- Polish Netflix poster
- Polish: Królowa
- Genre: Drama
- Created by: Árni Ólafur Ásgeirsson
- Written by: Árni Ólafur Ásgeirsson; Ottó Geir Borg; Kacper Wysocki;
- Directed by: Łukasz Kośmicki
- Starring: Andrzej Seweryn; Maria Peszek; Julia Chętnicka; Piotr Witkowski; Kova Réa; Paweł Koślik; Antoni Porowski;
- Composer: Mikolai Stroinski
- Country of origin: Poland
- Original languages: Polish; French; English;
- No. of episodes: 4

Production
- Producers: Łukasz Dzięcioł; Piotr Dzięcioł;
- Cinematography: Wojciech Szepel
- Editor: Leszek Starzyński
- Running time: 45–53 minutes
- Production company: Opus TV

Original release
- Network: Netflix
- Release: 23 June 2022

= Queen (2022 miniseries) =

Polish drama television miniseries

Queen (Królowa) is a 2022 Polish drama television miniseries created by Árni Ólafur Ásgeirsson, loosely based on the life of Polish hairdresser Antoni Cierplikowski. It was released on Netflix on 23 June 2022.

==Premise==
A Polish tailor and drag queen living in Paris returns to his hometown in Lower Silesia to make amends with his daughter.

==Cast==
- Andrzej Seweryn as Sylwester Borkowski/Loretta
- Maria Peszek as Wioletta Nowak
- Julia Chętnicka as Izabela Nowak
- Piotr Witkowski as Bruno Adamski
- Kova Réa as Corentin
- Paweł Koślik as Ziutek
- Henryk Niebudek as Patryk Adamski
- Paweł Prokopczuk as Sebastian Adamski
- Łukasz Gawroński as Darek Adamski
- Wiktoria Kruszczyńska as Baska
- Grzegorz Czerepak as Marcel
- Paweł Niczewski as Józef
- Wojciech Andrzejuk as Morus
- Jan Wojtynski as Gacek
- Filip Budweil as Zdzisław
- Justyna Ducka as Renata
- Antoni Porowski as Antoine

==Episodes==

| No. | Title | Duration | Original release date |
|---|---|---|---|
| 1 | "Episode 1" | 53 min | 23 June 2022 |
| 2 | "Episode 2" | 46 min | 23 June 2022 |
| 3 | "Episode 3" | 45 min | 23 June 2022 |
| 4 | "Episode 4" | 50 min | 23 June 2022 |

==Production==
Polish-Icelandic filmmaker Árni Ólafur Ásgeirsson loosely based the series on the life of Antoni Cierplikowski, owner of Antoine de Paris. Although Cierplikowski himself was not a drag queen, he was a gay man who had moved from Poland to Paris, became an extremely successful hairdresser, and returned to Poland at the end of his life.
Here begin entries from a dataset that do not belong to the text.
Issue #763, opened 2017-02-17
Generate bindings with sequential layout instead of fixed


ha11owed:
I want to use the generated C# bindings with both 32bit and 64bit dlls.

The problems is that the generated structures look like this:
[StructLayout(LayoutKind.Explicit, Size = ....)] and the pointers are all 8 bytes aligned,
making the generated structures 64 bit only.

Is there any option of changing the layout type to Sequencial and remove the FieldOffset attributes from the structure fields? This would be enough to make the points be 4 bytes for 32bit dlls.

ddobrev:
@ha11owed we considered unifying 32 and 64-bit bindings long ago. The problem is that having universal internal structures wouldn't be enough. ABI-s differ between 32 and 64 as well which would force each function to have two internal versions and check the current architecture on each call in order to know which internal function to call. This effectively means significantly increasing the size of resulting bindings. Therefore there would be little gain in switching to sequential layouts which we have considered doing by itself too. It is difficult to get right in all cases because of packing and the risk is just not worth it considering that, as I said, it would be unreasonable to merge 32/64 bindings anyway.
Having said that, in case your binding has some specifics which enforce such a requirement, we'd be ahppy to hear about them.

ha11owed:
@ddobrev In my case i only have C exports. This means there is no need to have two different functions (even the name mangling is the same on both of my dlls).

Actually I just did a manual replace of the LayoutKind in the StructureLayout attribute and removed the FieldOffset attributes and got an version that works with both my 32bit and 64bit dll.

I suppose the only issue is that Marshal.AllocHGlobal still uses the fixed size of the 64bit structures instead of Marshal.SizeOf(typeof(myType.__Internal)). But in my particular case this is not an issue.

ddobrev:
@ha11owed I am afraid this is something which cannot be done with passes. However, I'll discuss with @tritao the possibility of switching to sequential layouts after all, this way C bindings would get what you want for free.

ddobrev:
@ha11owed @tritao and I discussed this and we could add it, possibly optional. However, we are both too busy with much other work, both features and bugs. So I would like to ask you to help with this effort, it would actually cost you less than writing our own custom pass. To begin with, could you please send us a pull request replacing the hard-coded number of bytes used by Marshal.AllocHGlobal with Marshal.SizeOf(typeof(myType.__Internal)), as you suggested?

ha11owed:
@ddobrev Ok, I will do the changes and send a pull request

[...]

PR #770, opened 2017-02-24
Let the marshal determine the size of the structure

ha11owed:
related to issue #763


tritao:
Looks good, thanks for contribution.

ddobrev:
@ha11owed thank you for your work. I am afraid, though, that you had made a fatal mistake which @tritao failed to notice. You had used "Marshal.SizeOf(sizeof(MyType))" which resolves to Marshal.SizeOf(int) and always returns 4 or 8. I have fixed it now but you need to use our latest code in order to get working bindings. In addition, please mind https://github.com/mono/CppSharp/issues/771 which means that those of your structures, if any, which happen to use the primitive type listed there, will crash.

PR #794, opened 2017-03-16
Fixed ArgumentException 

realvictorprm:
Which were due to nullptr arguments in Marshaling native.

### DIFF
--- a/src/Generator/Generators/CLI/CLIMarshal.cs
+++ b/src/Generator/Generators/CLI/CLIMarshal.cs
@@ -249,7 +249,7 @@ namespace CppSharp.Generators.CLI
             FunctionType function;
             if (decl.Type.IsPointerTo(out function))
             {
-                Context.Return.Write("safe_cast<{0}>(", typedef);
+                Context.Return.Write($"{Context.ReturnVarName} == nullptr ? nullptr : safe_cast<{typedef}>(");
                 Context.Return.Write("System::Runtime::InteropServices::Marshal::");
                 Context.Return.Write("GetDelegateForFunctionPointer(");
                 Context.Return.Write("IntPtr({0}), {1}::typeid))",Context.ReturnVarName,
--- a/src/Generator/Generators/CSharp/CSharpMarshal.cs
+++ b/src/Generator/Generators/CSharp/CSharpMarshal.cs
@@ -249,9 +249,9 @@ namespace CppSharp.Generators.CSharp
 
                 Context.SupportBefore.WriteLine("var {0} = {1};", ptrName,
                     Context.ReturnVarName);
-
-                Context.Return.Write("({1})Marshal.GetDelegateForFunctionPointer({0}, typeof({1}))",
-                    ptrName, typedef.ToString());
+                
+                var res = $"{ptrName} == IntPtr.Zero? null : ({typedef})Marshal.GetDelegateForFunctionPointer({ptrName}, typeof({typedef}))";
+                Context.Return.Write(res);
                 return true;
             }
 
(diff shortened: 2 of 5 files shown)


src/Generator/Generators/CLI/CLIMarshal.cs
```diff
@@ -249,7 +249,7 @@ public override bool VisitTypedefType(TypedefType typedef, TypeQualifiers quals)
             FunctionType function;
             if (decl.Type.IsPointerTo(out function))
             {
-                Context.Return.Write("safe_cast<{0}>(", typedef);
+                Context.Return.Write("{0} == nullptr ? nullptr : safe_cast<{1}>(", Context.ReturnVarName, typedef);
```
ddobrev: We are in the process of switching to interpolated strings so please use them here. You could use the excellent add-ins of http://vsrefactoringessentials.com/ and https://marketplace.visualstudio.com/items?itemName=DustinCampbell.CEssentials, the latter has a refactoring to turn string.Format (which won't work in this particular case, though) to an interpolated string.

src/Generator/Generators/CSharp/CSharpMarshal.cs
```diff
@@ -250,7 +250,7 @@ public override bool VisitTypedefType(TypedefType typedef, TypeQualifiers quals)
                 Context.SupportBefore.WriteLine("var {0} = {1};", ptrName,
                     Context.ReturnVarName);
 
-                Context.Return.Write("({1})Marshal.GetDelegateForFunctionPointer({0}, typeof({1}))",
+                Context.Return.Write("{0} == IntPtr.Zero ? null : ({1})Marshal.GetDelegateForFunctionPointer({0}, typeof({1}))",
```
ddobrev: Please extract the delegate expression to a separate string and use interpolated strings - we avoid multi-lined ones.

src/Generator/Generators/CSharp/CSharpMarshal.cs
```diff
@@ -250,7 +250,7 @@ public override bool VisitTypedefType(TypedefType typedef, TypeQualifiers quals)
...
                     ptrName, typedef.ToString());
```
ddobrev: Please remove ToString(), it's not necessary.

tests/Common/Common.Tests.cs
```diff
@@ -317,6 +317,9 @@ public void TestDelegates()
 
         var cdecl = delegates.CDecl(i => i);
         Assert.AreEqual(1, cdecl);
+
+        var emptydelegeate = delegates.MarshalNullDelegate;
+
```
ddobrev: Assert the returned variable is null, you might as well inline the call.

tests/Common/Common.cpp
```diff
@@ -421,6 +421,11 @@ void TestDelegates::MarshalDelegateInAnotherUnit(DelegateInAnotherUnit del)
 {
 }
 
+DelegateNullCheck TestDelegates::MarshalNullDelegate()
+{
+	return nullptr;
```
ddobrev: We use 4 spaces instead of a tab in C++ too.

tests/Common/Common.h
```diff
@@ -345,6 +346,8 @@ struct DLL_API TestDelegates
 
     void MarshalDelegateInAnotherUnit(DelegateInAnotherUnit del);
 
+	DelegateNullCheck MarshalNullDelegate();
```
ddobrev: 4 spaces instead of a tab.

realvictorprm:
thx for info.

Ásgeirsson died in April 2021 before the series had finished production; the series is dedicated to his memory.

The series was filmed in Wrocław and Nowa Ruda in 2021. Exterior shots of a clothing factory in Gryfów Śląski are also featured in the series.

==Reception==
Reviewing the series' pilot episode, Joel Keller of Decider wrote that "Queen is a gentle but powerful drama about a man who thought he was sure of who he is discovering things about himself at a late age, and being the better for it."